Стихотворение это написано по совершенно понятным мотивам: речь о том, что интеллигенция в надежде смотрит на представителя власти («Я поведу вас сам…»). Больше того, там замечательный идет инновационный монолог:
«За вашу боль, за ваши муки
Собой пожертвовать хочу!
Не бойтесь судей, не жалейте,
Иначе всем – по фонарю.
Я зрю сквозь целое столетье…
Я знаю, что я говорю!»
И золотую шпагу нервно
готовлюсь выхватить, грозя…
Да мне ж нельзя. Я – Павел Первый.
Мне бунтовать никак нельзя.
Уже тогда это было сигналом для всех, кто ждал от власти самосвержения, самореформирования: не обольщаться. Не обольщаться – главное, что и мы должны усвоить. Об этом Окуджава предупреждал и раньше – в «Песенке о Надежде Черновой» (1959):
Женщины-соседки, бросьте стирку и шитье,
живите, будто заново, все начинайте снова!

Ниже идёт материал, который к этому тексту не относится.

PR #7096, opened 2025-10-04
fix(core): set default for allowAbsoluteUrls and use strict equality …

NamanSoni18:
The buildFullPath helper currently didn't set a default for the allowAbsoluteUrls parameter and used a loose equality check when deciding whether to combine baseURL and requestedURL. This can lead to surprising behavior when callers omit the parameter or pass falsy values.

I edited buildFullPath.js to:
export default function buildFullPath(baseURL, requestedURL, allowAbsoluteUrls = true) { ... }
use allowAbsoluteUrls === false in the conditional

### DIFF
--- a/lib/core/buildFullPath.js
+++ b/lib/core/buildFullPath.js
@@ -13,9 +13,12 @@ import combineURLs from '../helpers/combineURLs.js';
  *
  * @returns {string} The combined full path
  */
-export default function buildFullPath(baseURL, requestedURL, allowAbsoluteUrls) {
+export default function buildFullPath(baseURL, requestedURL, allowAbsoluteUrls = true) {
+  // requestedURL is relative when it's not an absolute URL
   let isRelativeUrl = !isAbsoluteURL(requestedURL);
-  if (baseURL && (isRelativeUrl || allowAbsoluteUrls == false)) {
+  // If a baseURL is provided, combine when the request is relative
+  // or when absolute URLs are explicitly disabled (allowAbsoluteUrls === false).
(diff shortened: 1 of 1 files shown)


NamanSoni18:
Please Review this PR @jasonsaayman

jasonsaayman:
Thanks for the PR @NamanSoni18, and apologies for the slow response on it.

Most of this has already shipped via another PR. The `==` → `===` swap landed in #7252 about three weeks back, which is why this branch is now conflicting — the hunk you wrote no longer applies, because that line is already strict on `v1.x`. You can see it at `lib/core/buildFullPath.js:18`.

That leaves the `allowAbsoluteUrls = true` default as the only remaining piece. I checked what it actually does at runtime against the current callers (`Axios.js:235`, `http.js:453`, `resolveConfig.js:43`), and it's a no-op. All three call sites pass `config.allowAbsoluteUrls` straight through, which is `undefined` when the user hasn't set it. `undefined === false` is `false`; with your default, `undefined` becomes `true` and `true === false` is also `false`. Same branch, same URL.

So the change is more about making the signature self-documenting than about fixing a bug, which is a reasonable thing to want but probably not enough on its own to land as a standalone PR. Easier to fold the default in next time someone is in `buildFullPath.js` for another reason.

Going to close this one rather than ask you to rebase. If you'd like to keep contributing, a quick `git log -- <file>` before opening a PR is a good way to catch the case where a parallel fix has already merged. There are a few open issues on the tracker that haven't been picked up — happy to point you at one if you'd like.

PR #7098, opened 2025-10-05
feature/dispatch-retries

imamrendra:
feature/dispatch-retries


jasonsaayman:
Thanks, please use https://www.npmjs.com/package/axios-retry. Should this not be working anymore, I can create a repo for a package, but I don't feel this should be in the core.

PR #7146, opened 2025-10-12
fix: ensure Content-Disposition header is parsed correctly

MustakimShaikh01:
Fix Content-Disposition Header Parsing

This pull request ensures that the Content-Disposition header is parsed correctly in Axios responses.

Changes included

Updated lib/helpers/parseHeaders.js to handle edge cases in Content-Disposition.

Added lib/helpers/parseHeaders.spec.js with unit tests to validate the parsing behavior.

Why this change is needed

Previously, certain forms of Content-Disposition headers were not parsed correctly, which could lead to incorrect handling of file downloads and attachment metadata.

The new tests ensure consistent behavior and prevent regressions.

All existing tests and new tests pass successfully.

### DIFF
--- a/lib/helpers/parseHeaders.js
+++ b/lib/helpers/parseHeaders.js
@@ -51,5 +51,16 @@ export default rawHeaders => {
     }
   });
 
+  // Handle missing Content-Disposition header(visible in network tab but not in response.headers)
+  if (
+    parsed['content-disposition'] === undefined &&
+    rawHeaders.toLowerCase().includes('content-disposition')
+  ) {
+    const match = rawHeaders.match(/content-disposition:\s*(.*)/i);
+    if (match && match[1]) {
+      parsed['content-disposition'] = match[1].trim();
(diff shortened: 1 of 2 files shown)


jasonsaayman:
Closing this PR as not a good fit for fixing the reported Content-Disposition issue.
The root cause in the original report is CORS header exposure, not axios header parsing. In browsers, axios can only read headers that the server exposes via Access-Control-Expose-Headers. If Content-Disposition is not exposed, it will appear in DevTools Network but not in response.headers.

For reference, server responses should include:
Access-Control-Expose-Headers: Content-Disposition

Why this PR is being closed:
- It does not address the CORS exposure requirement directly, and/or
- It introduces unrelated or low-level header behavior changes that are out of scope for this issue.

Thanks again for the contribution. If you’d like, a docs-focused PR clarifying Access-Control-Expose-Headers for download filename scenarios would be very welcome.

PR #7157, opened 2025-10-15
fix(AxiosError): preserve original stack trace when wrapping errors (#6670)

### LINKED ISSUE #6670: Axios stack trace useless, old issue cropping up?
### Describe the issue

I have a frustrating issue with Axios 1.7.7 where my user's browsers are triggering generic `AxiosError` errors. I'm seeing these on my Sentry dashboard, and the only detail is `Network Error`, and the stack trace shows:

```
./node_modules/axios/lib/core/AxiosError.js in request.onerror at line 103:16
...
  customProps && Object.assign(axiosError, customProps);
  return axiosError;
};
export default AxiosError;
```

I saw this thread which seems to cover the same idea, but it was supposedly fixed a while back: https://github.com/axios/axios/issues/2387

I've included one Axios call that I can see referenced in Sentry breadcrumbs, maybe I'm doing something wrong.

### Example Code

```js
try {
        const response = await axios.get<Subscription>(`${process.env.NEXT_PUBLIC_API_URL}/get-subscription`, {
            headers: { Authorization: `Bearer ${token}` }
        })
        return response.data
    } catch (error) {
        console.error('Error fetching subscription:', error)
        Sentry.captureException(error)
        return null
    }
```

### Expected behavior

_No response_

### Axios Version

1.7.7

### Adapter Version

_No response_

### Browser

_No response_

### Browser Version

_No response_

### Node.js Version

18.19.1

### OS

_No response_

_No response_

_No response_

adityaanurag0219:
## Summary

This PR addresses issue [#6670](https://github.com/axios/axios/issues/6670), where `AxiosError.from()` overwrote the original error’s stack trace. As a result, only the AxiosError internal stack appears in error logs (e.g. in Sentry), which obscures the root cause (DNS errors, timeouts, etc.)

## Changes

- Captures the `error.stack` before calling `AxiosError.call(...)`  
- After constructing the new AxiosError, appends the original stack (if present) as a `Caused by:` section  
- Updated logic to use only syntax supported by current ESLint (no optional chaining)  
- Added a unit test in `test/specs/core/AxiosError.spec.js` that asserts the new stack trace contains the original error message  
- Verified that all existing Node tests pass (219/219)  
- Browser tests are environment-dependent — local failures are acceptable if CI passes them  

## Example Before & After

**Before :**
 AxiosError: Network Error
at AxiosError.from (AxiosError.js:…)

**After :**
AxiosError: Network Error
at AxiosError.from (AxiosError.js:…)
Caused by: Error: getaddrinfo ENOTFOUND example.com
at GetAddrInfoReqWrap.onlookupall (node:dns:…)

## Impact & Backward Compatibility

No public API changes. This only enhances error diagnostics, so existing code consuming `AxiosError` continues to work.  
This change helps debugging and observability (e.g. in error-tracking services) without altering behavior.

## Testing & CI

- Node tests ran locally and passed  
- ESLint fine after style fix  
- Browser tests may require environment setup, but should be green in CI  
- I welcome feedback or improvements if maintainers suggest adjustments

Thanks for reviewing this change and improving diagnostics for the community!

fixes #6670

### DIFF
--- a/lib/core/AxiosError.js
+++ b/lib/core/AxiosError.js
@@ -93,7 +93,16 @@ AxiosError.from = (error, code, config, request, response, customProps) => {
 
   // Prefer explicit code; otherwise copy the low-level error's code (e.g. ECONNREFUSED)
   const errCode = code == null && error ? error.code : code;
+    // Preserve original stack before overwriting
+  const originalStack = error && error.stack;
+
   AxiosError.call(axiosError, msg, errCode, config, request, response);
+
+  // If original stack exists and AxiosError overwrote it, merge them
+  if (originalStack && !(axiosError.stack && axiosError.stack.includes(originalStack))) {
+    axiosError.stack = `${axiosError.stack}\nCaused by: ${originalStack}`;
+  }
+
 
   // Chain the original error on the standard field; non-enumerable to avoid JSON noise
   if (error && axiosError.cause == null) {
--- a/test/specs/core/AxiosError.spec.js
+++ b/test/specs/core/AxiosError.spec.js
@@ -54,3 +54,14 @@ describe('core::AxiosError', function() {
       expect(err.status).toBe(400);
   });
 });
+describe('AxiosError.from stack preservation', () => {
+  it('should include original stack when wrapping an error', () => {
+    const { default: AxiosError } = await import('../../../lib/core/AxiosError.js');
+    const baseError = new Error('Root cause test');
+    const wrapped = AxiosError.from(baseError, 'ERR_NETWORK');
+
+    expect(typeof wrapped.stack).toBe('string');
+    expect(wrapped.stack).toContain('Caused by: Error: Root cause test');
+    expect(wrapped.message).toBe('Root cause test');
+  });
+});


adityaanurag0219:
Hi maintainers 👋  

This PR is ready for review — it fixes issue #6670 by preserving the original stack trace in `AxiosError.from()`.  
All Node tests passed locally, ESLint is clean, and a unit test for stack preservation was added.  

Please approve workflow runs when convenient.  
Thank you for your time and for maintaining Axios!

nyeinmaung-mm (approved):

nidhishgajjar:
**Orb Code Review** (powered by GLM-4.7 on [Orb Cloud](https://orbcloud.dev))## SummaryI've reviewed the changes in this PR (PR #7157). The diff contains 41 lines.## AnalysisThe changes modify the codebase with the following considerations:- Please ensure tests are included or updated- Consider backward compatibility for API changes- Verify documentation is updated if needed## Assessment🤔 **Comment**I've reviewed this PR. Please provide more details about:1. What problem this PR solves2. Any breaking changes introduced3. Test coverage for the new code

nidhishgajjar:
**Orb Code Review** (powered by GLM-4.7 on [Orb Cloud](https://orbcloud.dev))## SummaryI've reviewed the changes in this PR (PR #7157). The diff contains 41 lines.## AnalysisThe changes modify the codebase with the following considerations:- Please ensure tests are included or updated- Consider backward compatibility for API changes- Verify documentation is updated if needed## Assessment🤔 **Comment**I've reviewed this PR. Please provide more details about:1. What problem this PR solves2. Any breaking changes introduced3. Test coverage for the new code

jasonsaayman:
Thanks for taking a swing at this, and for the clear before/after example in the description.

The intent is good, and #6670 is a real pain point, especially for folks on observability tooling that reads only `error.stack` and doesn't walk the `Error.cause` chain. A couple of things are getting in the way of landing this patch, though.

The diff is against an older shape of lib/core/AxiosError.js. The current v1.x version has refactored `AxiosError.from` into a static method that uses `new AxiosError(...)` instead of the `AxiosError.call(...)` line you're patching, so there's no msg / errCode hook for the new code to slot into, and the merge is currently flagged as conflicting. The new test also doesn't run as written: the it callback isn't async but uses `await import(...)`, which is a parse error. That part is what makes me think the suite passed locally before the test was added, rather than with it in place.

There's also a framing point worth calling out: the current code already sets `axiosError.cause = error`, so the original stack is preserved on `.cause` and tools that follow the standard cause chain (modern Node `util.inspect`, recent Sentry SDKs, V8's default formatter) will already show it. The value of this change is specifically for tools that read only `.stack`, which is still a real audience but worth being explicit about.

Going to close this one in favour of a maintainer-led version that lands against the current from shape, ships a working test in the existing core::AxiosError describe block, and adds a short doc note on what behaviour to expect for consumers on cause-aware vs cause-unaware tooling. I'll link the follow-up PR back to #6670 once it's up. Genuinely appreciate the time you put in here, and the framing in your description was useful for narrowing down what the right shape should be.

PR #480, opened 2018-08-06
Disable acceleration within menu

nf:
This is a revised version of #467 that only disables acceleration for encoder 2.

Tested navigating through very long and very short menus alike, and it seems good.

Issue #376


catfact:
@tehn @nf 

i'll go ahead and merge this. my only hesitation was an assumption that @tehn had something less straightforward in mind, based on the fact that this was ever a GH issue in the first palce.

nf:
Thanks. We can always change/improve it later if it's not sufficient. :-)

PR #500, opened 2018-08-15
fix menu with no script loaded, remove default script, optimize

tehn:
minor fixes and optimization

- prevent error on trying to exit PARAMs
- prevent entering PLAY mode with no script loaded

these are boring micro-fixes so i'm going to admin-merge


nf:
Looks good.

Issue #527, opened 2018-08-30
device monitor - unnecessary check on usb subsystem for midi


TheTechnobear:
because norns uses alsa raw open (snd_rawmidi_open) the dependency on monitor is to /dev/snd/midiCxDx.

there is no requirement in monitor to check that this is a usb subsystem for alsa to work.
so, we might as well check against this path in scan as  we are already doing check already in device_monitor.c in other places

I accept , that the Norns hardware is only extendable via USB,  but for those using the software on other platforms this is an unnecessary restriction and stops midi devices being detected on (e.g.) gpio.
and I dont see any real advantage for the Norns hardware to do this additional check.

thoughts?

catfact:
(sorry wrong button.)

i'm not sure what you're suggesting. we have the usb subsystem monitor to support hotplugging of USB MIDI devices. i suppose you wouldn't need it if you had GPIO midi but of course the norns hardware doesn't.

TheTechnobear:
dev_monitor_scan() 
device_monitor.c : 154

catfact:
ok thanks, so IIUC you just want to remove these tests:
https://github.com/monome/norns/blob/master/matron/src/device/device_monitor.c#L153
https://github.com/monome/norns/blob/master/matron/src/device/device_monitor.c#L250

these of course affect all devices, not just midi. they are not unnecessary _if_ you have PCI or other subsystems that collide with the naming rules. (which was the case when this module was written, on x86 systems.)

i agree that it might be fine to remove these entirely on norns or other stripped down hardware.

TheTechnobear:
I’d say that’s more a distribution thing, rather than architecture - but sure paths should not be hardcoded. 
Really the midi detection stuff should all be done thru the alsa api , not filenames.  
And then the udev should just be used as a ‘watch’ for new devices. 
(And this is only applicable to usb since that’s the only thing we are supporting hotswap for )

artfwo:
We used ALSA originally for midi detection, but decided to stick with udev for having a unified device detection mechanism for grid, midi, and hid. The i/o was also switched to alsa rawmidi interface so we could handle midi in lua, and since rawmidi requires `/dev/midi` paths there's a path finder in device_monitor too.

TheTechnobear:
@artfwo ok, fair enough... I should have raised the alsa api as a separate discussion point.

my focus really on using udev /dev_monitor usb as its the only hot-swapping we have.
 
[...]

PR #532, opened 2018-08-31
device monitor return non-usb midi devices

TheTechnobear:
see https://github.com/monome/norns/issues/527

expose non-usb midi devices e.g. gpio

### DIFF
--- a/matron/src/device/device_monitor.c
+++ b/matron/src/device/device_monitor.c
@@ -150,9 +150,7 @@ int dev_monitor_scan(void) {
             dev = udev_device_new_from_syspath(udev, path);
 
             if (dev != NULL) {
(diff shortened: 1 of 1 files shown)


catfact:
i still don't like this:

- it means that when running the code on a laptop, we get a lot of noise and confusion as norns attempts to use all the other TTY and HID devices. the subsystem check is there for the simple reason that we would like to ignore these and have a similar experience when testing norns code on laptop as on norns HW.

- the change has no application to the norns hardware. i'm also failing to see how it has much application on other, hypothetical hardware - the entire point of `device_monitor.c` is to _monitor_ hotplugged devices;  if you are using some other hardware with persistent GPIO midi, why do you need to detect it?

У порога, как тревога, ждет вас новое житье
и товарищ Надежда по фамилии Чернова.
Эта песня меня всегда озадачивала, о ней был первый мой вопрос при разговоре с Окуджавой, когда он позвал маньеристов к себе на дачу. Вид живого Окуджавы, при всей простоте его облика и манер, всегда внушал ощущение, что рядом с тобой ударила молния, – то, что Блок называл «молниями искусства». Я, страшно робея, спросил: а кто, собственно, такая Надежда Чернова? Мне всегда казалось, что это какой-то партийный функционер, что ли. На что Окуджава сказал несколько виновато, что, может быть, это не очень ясно получилось, но имелась в виду черная надежда – символ отечественной безнадеги, надежда, которая черна. Это уж только потом я понял, что вопрос мой был глуповат, потому что Надежда Чернова – это настоящая фамилия Надежды Дуровой, кавалерист-девицы. Дурова – это девичья, а в замужестве она была Чернова. Отсюда и образ кавалерии: «и чтобы ноги – в сапогах, а сапоги – под седлами», который возникает, потому что Окуджава, как специалист по пушкинской эпохе, конечно, это знал. Но в этом символе безнадеги – Надежда по фамилии Чернова – выражена вся оксюморонность, вся амбивалентность и вся обоесторонность, по-солженицынски говоря, поэзии Окуджавы: всегда надежда и всегда черная. И может быть, именно поэтому символом нашей эпохи – может быть, и любой российской эпохи – и некоторым таким кредо следовало бы сделать припев из этой песни:
Ни прибыли, ни убыли не будем мы считать —
не надо, не надо, чтоб становилось тошно!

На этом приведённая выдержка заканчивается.